Mechanical impedance based embedded piezoelectric transducer for reinforced concrete structural impact damage detection: A comparative study

Electromechanical admittance (inverse of impedance) based nondestructive evaluation method has been extensively applied to damage detection and health monitoring of engineering structures. This paper proposed an innovative method of using the effective structural mechanical impedance (ESMI) to detect reinforced concrete (RC) structural damages. ESMI based method was first formulated based on a generic two-dimensional model for embedded piezoelectric (PZT) transducer interacting with a host structure. And structural mechanical impedance (SMI) based method using a typical one-dimensional PZT-structure interaction model was also briefly introduced.
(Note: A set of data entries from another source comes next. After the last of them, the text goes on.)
PR #570, opened 2023-07-30
Experimental CI workflow for asset conversion

ds-sloth:
(Ignore for now, for testing purposes only...)


ds-sloth:
I don't need all the other workflows to trigger, let me delete this PR and set the workflow to activate for this specific branch...

PR #571, opened 2023-07-30
CI for the homebrew assets

ds-sloth:
Looks like it's working! Please review and check that everything looks fine.


Wohlstand:
Question: did you performed translations update?
I mean, do:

Validation of the proposed method was investigated in an experiment of testing a RC beam structure with different levels of impact damages, in which raw admittance signatures measured from three embedded PZT transducers were used for extracting ESMI and SMI signatures. Sensitivity of ESMI, SMI and admittance signatures was then qualitatively compared in detecting RC beam structural damages. Additionally, these three signatures based damage quantification was also conducted using two-types of statistical root mean square deviation (RMSD) indices. Results demonstrated that the ESMI signature exhibits well performance in detecting the RC beam structural impact damage. The proposed method provides a promising alternative for precise prediction of RC structural damage especially when the PZT transducers embedded inside structures.